* Task inputs
PR #100, opened 2025-01-29
Fix pcmrecord memory leak

scottnewell:


ka9q:
I was going to say "good catch!" but then I looked closer. Note the FREE(frontend->description); line in decode_status.c. FREE() is a macro that calls free on its argument, then nails the pointer to NULL. Are you still sure there's a leak?

scottnewell:
Valgrind found it, not me.

pcmrecord allocates a frontend structure on the stack, sets it to zero, and calls decode_radio_status(). Since it's zeroed, nothing for decode_radio_status() to free. But the description still gets allocated by decode_string() and returned to pcmrecord, which then does a shallow copy of the frontend struct containing a pointer to that malloc'd string into each session. And next time through the input loop it happens again. I'm not seeing anywhere the allocated string is ever free'd.

ka9q:
Ok, then it _was_ a good find. Your report prompted me to spend a whole evening with -fanalyze. Lots of complaints about dereferencing NULL pointers, nearly all of which were resolved with an assert(pointer != NULL) immediately after malloc/calloc/etc. There were a bunch of false alarms with FILE pointers, and it couldn't follow the alloc/free logic in some usb routines (not sure I could either). But it never found this one.

I think I intended to make 'description' a static array a while ago, and this prompted me to finally do it. I'm still trying to overcome habits developed 50 (!) years ago when memory was scarce. Also I am never certain just how big to make something, so dynamic allocation let me punt that issue. But yeah, keeping structures shallow-copyable whenever possible is a good idea, and I'm going to try to get rid of any other dynamic pointers when I can.

PR #102, opened 2025-01-31
Fix github CI file by removing illegal tabs

scottnewell:


scottnewell:
Tried and failed to get onion+web building on Macos, too. vsyslog() ended up beating me.

PR #103, opened 2025-02-01
pcmrecord: free resequencing queue allocations at program exit

scottnewell:


ka9q:
I'm not sure there's an "official" rule to free stuff right before program termination since everything will get freed anyway. But if it shuts up valgrind, fine with me.

PR #104, opened 2025-02-02
Switch back to ncursesw to fix UTF-8 encoding/display in control

scottnewell:
I don't know if there are any side effects, or why it was switched from ncursesw to ncurses in commit
fb63136d70ed0f05f65e650d3e1047bed55bc022. This patch does seem to fix the weird character display issue with control.


ka9q:
THANK YOU! This one was driving me nuts.

PR #106, opened 2025-02-07
Link to Hombrew's ncurses in CI

### LINKED ISSUE #105: ncursesw not present on macOS
The macOS CI build began failing with 118e8465dccef0218b4c793a6ef7be3f82463570, which replaced ncurses with ncursesw in Makefile.osx. It appears that ncursesw is not supported on macOS: https://invisible-island.net/ncurses/ncurses.faq.html#what_platforms

argilo:
Fixes #105.

Homebrew's ncurses is a so-called "keg-only" package, which does not symlink into the usual locations to avoid overriding the system-provided ncurses package. Thus, we need to opt into using it by providing the correct paths to the compiler, which I've done here.

### DIFF
--- a/.github/workflows/ci.yml
+++ b/.github/workflows/ci.yml
@@ -108,6 +108,6 @@ jobs:
       - name: Setup
         run: ln -s Makefile.osx Makefile
       - name: Compile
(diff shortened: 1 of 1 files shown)


ka9q:
I'm glad you guys are maintaining the CI stuff. Thanks!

* Work instruction
Every line of the listing that holds "github" counts once. Say how many such lines there are, using only a number.

* Task solution
3